[RECORDS FOR THE TASK Boundary: Start]
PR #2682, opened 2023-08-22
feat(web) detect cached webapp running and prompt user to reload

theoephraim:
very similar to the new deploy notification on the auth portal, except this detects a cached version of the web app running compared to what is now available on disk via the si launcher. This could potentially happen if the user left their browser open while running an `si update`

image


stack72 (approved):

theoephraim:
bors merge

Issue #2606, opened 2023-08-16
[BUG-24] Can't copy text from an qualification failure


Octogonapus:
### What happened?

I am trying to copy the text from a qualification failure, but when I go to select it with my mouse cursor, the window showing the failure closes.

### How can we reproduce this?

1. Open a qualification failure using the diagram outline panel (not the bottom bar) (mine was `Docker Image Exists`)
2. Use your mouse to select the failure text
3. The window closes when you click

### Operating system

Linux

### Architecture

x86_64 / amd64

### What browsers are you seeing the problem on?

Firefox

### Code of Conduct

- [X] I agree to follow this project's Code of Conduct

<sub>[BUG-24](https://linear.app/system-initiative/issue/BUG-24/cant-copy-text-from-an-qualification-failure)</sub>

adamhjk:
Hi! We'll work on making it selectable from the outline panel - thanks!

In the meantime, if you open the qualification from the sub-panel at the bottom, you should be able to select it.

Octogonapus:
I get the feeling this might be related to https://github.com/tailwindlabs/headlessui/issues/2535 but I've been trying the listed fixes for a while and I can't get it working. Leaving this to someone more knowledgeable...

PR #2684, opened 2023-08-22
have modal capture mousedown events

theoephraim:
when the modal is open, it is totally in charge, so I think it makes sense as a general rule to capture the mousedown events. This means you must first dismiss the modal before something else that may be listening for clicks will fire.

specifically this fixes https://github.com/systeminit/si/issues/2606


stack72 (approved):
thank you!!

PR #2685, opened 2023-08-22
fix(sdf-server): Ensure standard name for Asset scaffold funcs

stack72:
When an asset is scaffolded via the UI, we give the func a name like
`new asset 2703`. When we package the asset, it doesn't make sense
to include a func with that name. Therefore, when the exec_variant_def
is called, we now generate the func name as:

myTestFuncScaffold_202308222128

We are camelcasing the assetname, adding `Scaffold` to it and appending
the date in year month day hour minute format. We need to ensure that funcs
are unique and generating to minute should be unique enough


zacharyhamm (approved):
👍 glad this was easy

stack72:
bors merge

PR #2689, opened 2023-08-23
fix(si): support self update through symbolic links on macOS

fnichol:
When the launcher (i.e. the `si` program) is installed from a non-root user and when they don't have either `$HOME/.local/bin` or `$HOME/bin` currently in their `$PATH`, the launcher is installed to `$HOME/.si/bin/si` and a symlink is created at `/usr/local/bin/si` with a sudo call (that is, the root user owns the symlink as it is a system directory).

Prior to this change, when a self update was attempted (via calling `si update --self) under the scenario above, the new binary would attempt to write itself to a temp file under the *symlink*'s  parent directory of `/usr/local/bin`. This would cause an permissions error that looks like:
[RECORDS FOR THE TASK Boundary: End]
[RECORDS FOR THE TASK Boundary: Start]
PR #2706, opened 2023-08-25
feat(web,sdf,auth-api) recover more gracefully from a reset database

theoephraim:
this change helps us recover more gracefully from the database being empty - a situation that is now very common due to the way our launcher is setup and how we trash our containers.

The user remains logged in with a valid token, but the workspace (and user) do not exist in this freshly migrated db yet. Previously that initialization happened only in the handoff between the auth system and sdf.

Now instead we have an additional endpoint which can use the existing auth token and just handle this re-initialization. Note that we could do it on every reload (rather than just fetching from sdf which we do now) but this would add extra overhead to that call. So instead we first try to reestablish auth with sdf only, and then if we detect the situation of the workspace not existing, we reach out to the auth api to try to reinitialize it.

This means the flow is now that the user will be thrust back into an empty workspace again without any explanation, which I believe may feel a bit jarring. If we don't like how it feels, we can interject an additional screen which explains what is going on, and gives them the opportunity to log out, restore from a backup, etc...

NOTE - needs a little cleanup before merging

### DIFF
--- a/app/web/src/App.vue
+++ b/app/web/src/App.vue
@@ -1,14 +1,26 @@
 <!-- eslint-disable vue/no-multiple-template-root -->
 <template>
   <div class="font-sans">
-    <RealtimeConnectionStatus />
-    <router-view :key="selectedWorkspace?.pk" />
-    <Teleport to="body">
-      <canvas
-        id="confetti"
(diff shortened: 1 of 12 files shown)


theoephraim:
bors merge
[RECORDS FOR THE TASK Boundary: End]
(YOUR GOAL): In the entries above, the lines between the one holding "PR #2682, opened 2023-08-22" and the one holding "[BUG-24] Can't copy", inclusive, are to be printed exactly as written, and those alone.

(RESPONSE AREA):
PR #2682, opened 2023-08-22
feat(web) detect cached webapp running and prompt user to reload

theoephraim:
very similar to the new deploy notification on the auth portal, except this detects a cached version of the web app running compared to what is now available on disk via the si launcher. This could potentially happen if the user left their browser open while running an `si update`

image


stack72 (approved):

theoephraim:
bors merge

Issue #2606, opened 2023-08-16
[BUG-24] Can't copy text from an qualification failure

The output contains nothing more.